PR #912, opened 2023-09-04
VS Code: use singleton storage providers in rest consumers

valerybugakov:
## Context

- A follow-up to https://github.com/sourcegraph/cody/pull/876: migrates other `localStorage` and `secretStorage` consumers to importing singletons instead of using them as arguments.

::::

Prompt: The answer must be the line containing "VS Code: use" and every line after it to the end of the data, exactly as written.

Result for this task:
VS Code: use singleton storage providers in rest consumers

valerybugakov:
## Context

- A follow-up to https://github.com/sourcegraph/cody/pull/876: migrates other `localStorage` and `secretStorage` consumers to importing singletons instead of using them as arguments.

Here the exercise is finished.